Таким образом, постулат Павла об Адаме как природном человеке был истинен с точки зрения прагматизма: он работал. Но слабость прагматизма в том, что работает большинство теорий, если мы положим всю жизнь на то, чтобы она работала, — ежели только у них найдётся некая точка взаимодействия с человеческой природой. Гедонизм проходит проверку прагматизмом точно так же, как и стоицизм. В некоторых пределах действенной оказывается всякая социальная система, кроме, разве что, совершенно дурацкой: автократия работает в России, а демократии — в Америке; атеизм — во Франции, политеизм — в Индии, монотеизм — в исламе, а прагматизм (или ноиз ) — в Англии.
Невероятные представления Павла о проклятом Адама, которого Баньян описывает как пилигрима, несущего на спине великое бремя греха, соответствуют фундаментальным условиям эволюции, которые заключаются в том, что жизнь (в том числе человеческая) непрерывно развивается и потому вынуждена неизменно стыдиться себя, и своего настоящего, и своего прошлого. Пилигрим Баньяна желает избавиться от обузы своих грехов; но ещё ему хочется достигнуть «того сияющего света»; и когда, наконец, его бремя падает ко Гробу Господню, его паломничество ещё не закончено, а тяжкие испытания по- прежнему ждут его впереди. Его совесть всё ещё неспокойна; «первородный грех» всё ещё мучит его; и его приключения с великаном по имени Отчаяние, швыряющим его в темницу Замка Сомнения (откуда ему удаётся улизнуть при помощи отмычки) — страшнее всего, что встречал он, когда обуза ещё лежала у него на спине. Таким образом, аллегория Баньяна о человеческой природе пересекается с Павловским богословием в сотне мест. Его теологическая аллегория — Священная Война с её полчищем избранных скептиков и коней, «на которых скакали реформад », — по большей части абсурдна, невероятна и (кроме разве что тех пассажей, в которых старый поэтичный Адам в мгновение ока становится лучшим из сальвационистских богословов) вряд ли удобочитаема.

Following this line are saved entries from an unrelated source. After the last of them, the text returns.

PR #2633, opened 2022-07-27
Add rank param to Checkpoint

### LINKED ISSUE #2623: Consolidate ZeRO state before checkpoint saving
Is your feature request related to a problem? Please describe.
When checkpoint saving occurs there should be a check if the object that state_dict() is called on is a ZeroRedundancyOptimizer instance

Describe the solution you'd like
Prior to the call state_dict() call a consolidate_state_dict() call should be issued. This call needs to be issued on all ranks and point toward the same consolidating rank. 

Here there are two design solutions, you instantiate a Checkpoint handler on all ranks and only on the designated rank does it save the checkpoint or do you create a Handler that needs to run before the Checkpoint handler in order to consolidate.

Special care must be addressed to the PyTorch version as the naming scheme of the ZeRO's method arguments has changed between recent versions.

Describe alternatives you've considered
The only alternative is for the users to write themselves Handlers to do that, segregating the checkpoint-saving logic. And it can be written as:

```
class ConsolidateZeROHandler:
    """
    Handler that consolidated the Zero Redundancy Optimizer prior to the checkpoint Saving.

    Args:
        zero_optimizer (ZeroRedundancyOptimizer): The optimizer to be consolidated.
        recipient_rank (int): The rank on which the consolidation will happen. Defaults to 0.
        epoch_level (bool): Call every N epochs or every N iterations. `True` is epoch level, `False` is iteration
            level. Defaults to True.
    """

    def __init__(
        self,
        zero_optimizer: ZeroRedundancyOptimizer,
        call_every: int,
        recipient_rank: int = 0,
        epoch_level=True,
    ):
        self.zero_optimizer = zero_optimizer
        self.recipient_rank = recipient_rank
        self.epoch_level = epoch_level
        self.call_every = call_every

    def __call__(self, engine: Engine):
        self.zero_optimizer.consolidate_state_dict(to=self.recipient_rank)

        if self.epoch_level:
            engine.add_event_handler(Events.EPOCH_COMPLETED(every=self.call_every), self)
        else:
            engine.add_event_handler(Events.ITERATION_COMPLETED(every=self.call_every), self)
```

sadra-barikbin:
Fixes #2623 

Description:

Check list:

### DIFF
--- a/ignite/handlers/checkpoint.py
+++ b/ignite/handlers/checkpoint.py
@@ -172,7 +172,7 @@ class Checkpoint(Serializable):
 
     .. warning::
 
-        When running on XLA devices or using :class:`~torch.distributed.ZeroRedundancyOptimizer`, it
+        When running on XLA devices or using :class:`~torch.distributed.optim.ZeroRedundancyOptimizer`, it
         should be run in all processes, otherwise application can get stuck on saving the checkpoint.
 
         .. code-block:: python
--- a/ignite/handlers/checkpoint.py
+++ b/ignite/handlers/checkpoint.py
@@ -7,10 +7,11 @@ import warnings
 from abc import ABCMeta, abstractmethod
 from collections import OrderedDict
 from pathlib import Path
-from typing import Any, Callable, Dict, IO, List, Mapping, NamedTuple, Optional, Tuple, Union
+from typing import Any, Callable, Dict, List, Mapping, NamedTuple, Optional, Tuple, Union
 
 import torch
 import torch.nn as nn
+from torch.distributed.optim import ZeroRedundancyOptimizer
 
 import ignite.distributed as idist
 from ignite.base import Serializable
@@ -101,6 +102,8 @@ class Checkpoint(Serializable):
             there must not be another object in ``to_save`` with key ``checkpointer``.
         greater_or_equal: if `True`, the latest equally scored model is stored. Otherwise, the first model.
             Default, `False`.
+        save_on_rank: Which rank to save the objects on, in the distributed configuration. If ``save_handler`` is
+            string or :class:`~pathlib.Path`, this is also used to instantiate a :class:`~ignite.handlers.DiskSaver`.
 
     .. _DistributedDataParallel: https://pytorch.org/docs/stable/generated/
         torch.nn.parallel.DistributedDataParallel.html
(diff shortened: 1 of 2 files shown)


ignite/handlers/checkpoint.py
```diff
@@ -801,52 +816,40 @@ def _check_and_setup(dirname: Path, create_dir: bool, require_empty: bool) -> No
...
-        else:
-            self._save_native(checkpoint, path)
+        if self.save_on_rank == idist.get_rank():
+            path = self.dirname / filename
 
-    @idist.one_rank_only()
-    def _save_native(self, checkpoint: Mapping, path: Path) -> None:
-        self._save_func(checkpoint, path, torch.save)
+            if idist.has_xla_support:
+                import orch_xla.core.xla_model as xm
```
vfdev-5, line 823:
```suggestion
                import torch_xla.core.xla_model as xm
```

ignite/handlers/checkpoint.py
```diff
@@ -801,52 +816,40 @@ def _check_and_setup(dirname: Path, create_dir: bool, require_empty: bool) -> No
...
 
-    def _save_xla(self, checkpoint: Mapping, path: Path) -> None:
-        import torch_xla.core.xla_model as xm
-
-        # all tpu procs should enter here as internally performs sync across device
-        self._save_func(checkpoint, path, xm.save, rank=idist.get_rank())
+                # all tpu procs should enter here as internally performs sync across device
+                self._save_func(checkpoint, path, xm.save)
```
vfdev-5, line 826: For XLA all procs should enter xm.save, but now you added `if self.save_on_rank == idist.get_rank():` on the top, so only one proc will enter this function. Am I missing something?

ignite/handlers/checkpoint.py
```diff
@@ -165,13 +168,12 @@ class Checkpoint(Serializable):
...
-        process. This class supports automatically distributed configuration and if used with
-        :class:`~ignite.handlers.DiskSaver`, checkpoint is stored by rank 0 process.
+        process.
 
     .. warning::
 
-        When running on XLA devices, it should be run in all processes, otherwise application can get stuck on
-        saving the checkpoint.
+        When running on XLA devices or using :class:`~torch.distributed.optim.ZeroRedundancyOptimizer`, it
+        should be run in all processes, otherwise application can get stuck on saving the checkpoint.
```
vfdev-5, line 176: We may need to rephrase this sentence...

vfdev-5 (commented):
I haven't checked everything and will continue the review later

ignite/handlers/checkpoint.py
sadra-barikbin: How exactly do you mean?

ignite/handlers/checkpoint.py
sadra-barikbin: I corrected it

ignite/handlers/checkpoint.py
```diff
@@ -7,10 +7,11 @@
 from abc import ABCMeta, abstractmethod
 from collections import OrderedDict
 from pathlib import Path
-from typing import Any, Callable, Dict, IO, List, Mapping, NamedTuple, Optional, Tuple, Union
+from typing import Any, Callable, Dict, List, Mapping, NamedTuple, Optional, Tuple, Union
 
 import torch
 import torch.nn as nn
+from torch.distributed.optim import ZeroRedundancyOptimizer
```
vfdev-5, line 14: Ignite is supposed to work with pytorch 1.3.1 where `ZeroRedundancyOptimizer` is absent. We have to deal with this import differently.

PR #2642, opened 2022-08-13
Feature add ZeRO support to Checkpoint in a distributed configuration

### LINKED ISSUE #2623: Consolidate ZeRO state before checkpoint saving

sadra-barikbin:
Fixes #2623 

Description: To call `consolidate_state_dict` method of ZeRO optimizer on all ranks to before calling `state_dict` on target rank, the one responsible for saving the checkpoint.

Check list:

### DIFF
--- a/ignite/handlers/checkpoint.py
+++ b/ignite/handlers/checkpoint.py
@@ -16,6 +16,10 @@ from packaging.version import Version
 if Version(torch.__version__) >= Version("1.9.0"):
     from torch.distributed.optim import ZeroRedundancyOptimizer
 
+    HAVE_ZERO = True
+else:
+    HAVE_ZERO = False
+
 import ignite.distributed as idist
 from ignite.base import Serializable
 from ignite.engine import Engine, Events
@@ -287,7 +291,7 @@ class Checkpoint(Serializable):
         filename_pattern: Optional[str] = None,
         include_self: bool = False,
         greater_or_equal: bool = False,
-        save_on_rank: Optional[int] = 0,
+        save_on_rank: int = 0,
     ):
 
         if not isinstance(to_save, collections.Mapping):
@@ -471,7 +475,7 @@ class Checkpoint(Serializable):
             for k, obj in self.to_save.items():
                 if isinstance(obj, (nn.DataParallel, nn.parallel.DistributedDataParallel)):
                     obj = obj.module
-                elif Version(torch.__version__) >= Version("1.9.0") and isinstance(obj, ZeroRedundancyOptimizer):
+                elif HAVE_ZERO and isinstance(obj, ZeroRedundancyOptimizer):
                     obj.consolidate_state_dict(to=self.save_on_rank)
                     if self.save_on_rank != idist.get_rank():
                         continue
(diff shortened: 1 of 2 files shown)


ignite/handlers/checkpoint.py
```diff
@@ -466,6 +471,10 @@ def _setup_checkpoint(self) -> Dict[str, Dict[Any, Any]]:
             for k, obj in self.to_save.items():
                 if isinstance(obj, (nn.DataParallel, nn.parallel.DistributedDataParallel)):
                     obj = obj.module
+                elif Version(torch.__version__) >= Version("1.9.0") and isinstance(obj, ZeroRedundancyOptimizer):
```
vfdev-5, line 474: Let's make version check once during the import and use a flag or something else instead of here

tests/ignite/handlers/test_checkpoint.py
```diff
@@ -1254,6 +1282,9 @@ def test_distrib_gloo_cpu_or_gpu(distributed_context_single_node_gloo, get_rank_
     _test_checkpoint_with_ddp(device)
     _test_checkpoint_load_objects_ddp(device)
 
+    if Version(torch.__version__) >= Version("1.9.0"):
```
vfdev-5, line 1285: Here we can import the flag (or what we decided from `checkpoint.py`)

vfdev-5 (commented):
@sadra-barikbin thanks for the update, I left few comments to address

ignite/handlers/checkpoint.py
sadra-barikbin: Is it OK now?

vfdev-5 (approved):
Thanks @sadra-barikbin

vfdev-5:
@sadra-barikbin GPU tests are broken : https://github.com/pytorch/ignite/runs/7914418582?check_suite_focus=true

PR #2646, opened 2022-08-15
Update test_accuracy.py

puhuk:
Description: Change `_test_distrib_integration_multilabel` to test with different rank

Check list:


vfdev-5 (approved):
Thanks !

PR #2650, opened 2022-08-16
Improved logging time taken message showing milliseconds

vfdev-5:
Description:
- Improved logging time taken message showing milliseconds in Engine, utils and Cifar10 example
- removed eval pbar from cifar10

Check list:

### DIFF
--- a/examples/contrib/cifar10/main.py
+++ b/examples/contrib/cifar10/main.py
@@ -260,7 +260,7 @@ def initialize(config):
 
 def log_metrics(logger, epoch, elapsed, tag, metrics):
     metrics_output = "\n".join([f"\t{k}: {v}" for k, v in metrics.items()])
-    logger.info(f"\nEpoch {epoch} - Evaluation time (seconds): {elapsed:.2f} - {tag} metrics:\n {metrics_output}")
+    logger.info(f"Epoch[{epoch}] - Evaluation time (seconds): {elapsed:.3f}\n - {tag} metrics:\n {metrics_output}")
 
 
 def log_basic_info(logger, config):
@@ -379,9 +379,6 @@ def create_evaluator(model, metrics, config, tag="val"):
 
     for name, metric in metrics.items():
         metric.attach(evaluator, name)
-
-    if idist.get_rank() == 0 and (not config["with_clearml"]):
-        common.ProgressBar(desc=f"Evaluation ({tag})", persist=False).attach(evaluator)
 
     return evaluator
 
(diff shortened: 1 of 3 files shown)


examples/contrib/cifar10/main.py
```diff
@@ -380,9 +380,6 @@ def evaluate_step(engine: Engine, batch):
     for name, metric in metrics.items():
         metric.attach(evaluator, name)
 
-    if idist.get_rank() == 0 and (not config["with_clearml"]):
```
sadra-barikbin, line 383: Why did you this pbar?

vfdev-5: I does not look helpful and also adds useless lines if logs are written into a file

ignite/engine/engine.py
```diff
@@ -776,7 +776,7 @@ def _internal_run(self) -> State:
             # update time wrt handlers
             self.state.times[Events.COMPLETED.name] = time_taken
             hours, mins, secs = _to_hours_mins_secs(time_taken)
-            self.logger.info(f"Engine run complete. Time taken: {hours:02d}:{mins:02d}:{secs:02d}")
+            self.logger.info(f"Engine run complete. Time taken: {hours:02d}:{mins:02d}:{secs:06.3f}")
```
sadra-barikbin, line 779: I do not get `6` in `06.3f`. seconds does not outnumber 60 which has two digits. why have you assumed 6 digits for it?

vfdev-5: Yes, `06.3f` means 6 digits in total for float number of seconds. Check for example:
```python
x = 7.890
print(f"{x:06.3f}")
```
>
```
07.890
```

I need the first padding zero to have uniform representation + milliseconds

examples/contrib/cifar10/main.py
```diff
@@ -260,7 +260,7 @@ def initialize(config):
 
 def log_metrics(logger, epoch, elapsed, tag, metrics):
     metrics_output = "\n".join([f"\t{k}: {v}" for k, v in metrics.items()])
-    logger.info(f"\nEpoch {epoch} - Evaluation time (seconds): {elapsed:.2f} - {tag} metrics:\n {metrics_output}")
+    logger.info(f"Epoch[{epoch}] - Evaluation time (seconds): {elapsed:.3f}\n - {tag} metrics:\n {metrics_output}")
```
sadra-barikbin, line 263: If evaluation time is long, isn't more understandable to have:
```suggestion
    minutes, seconds = divmod(elapsed, 60)
    logger.info(f"Epoch[{epoch}] - Evaluation time : {int(minutes)} min and {int(seconds)} s\n - {tag} metrics:\n {metrics_output}")
```

sadra-barikbin (approved):

examples/contrib/cifar10/main.py
vfdev-5: For cifar10 it wont be that long. It is around 2-3 seconds for resnet18. But in any case `elapsed` refers to `engine.state.times[Events.COMPLETED]` and where the time is seconds no matter how much time it took.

Теория Павла о первородном грехе была, в некоторой степени, идиосинкратичной. Павел уверенно говорит нам, что нашёл превосходный способ избегнуть греховности секса в практике целибата; но он признаёт (довольно высокомерно), что в этом отношении он не подобен остальным людям, и добавляет, что лучше им вступить в брак, нежели разжигаться, допуская таким образом, что (хотя брак и может привести к тому, что желание угодить жене или мужу окажется выше желания угодить Богу) озабоченность неудовлетворённым желанием всё же может оказаться куда более безбожной, нежели озабоченность семейными привязанностями. Эта точка зрения неизбежно заставляла его настаивать на том, что жена — скорее рабыня, нежели партнёр; что её настоящая обязанность — не искать мужской любви и понимания, а, напротив, позволять мужу посвятить их Богу, освобождая его от всяческой заботы о сексе точно так же, как своими способностями в качестве экономки и кухарки — от заботы о хлебе насущном: простым удовлетворением его аппетитов. Подобное рабство тоже можно прагматично оправдать действенной эффективностью; но она делает Павла вечным врагом Женщины. По стечению обстоятельств это привело ко множеству нелепых домыслов о личности Павла и обстоятельствах его жизни со стороны чрезмерно озабоченных сексом людей, воспринимающих холостяка как своего рода чудовище. Они забывают, что не только всё духовенство, официальное и неофициальное (от Павла до Карлайл и Рёскина), бросали вызов тирании секса, но и огромное количество простых граждан обоих полов (добровольно или под давлением легко преодолимых обстоятельств) берегло силы для не столь примитивной деятельности.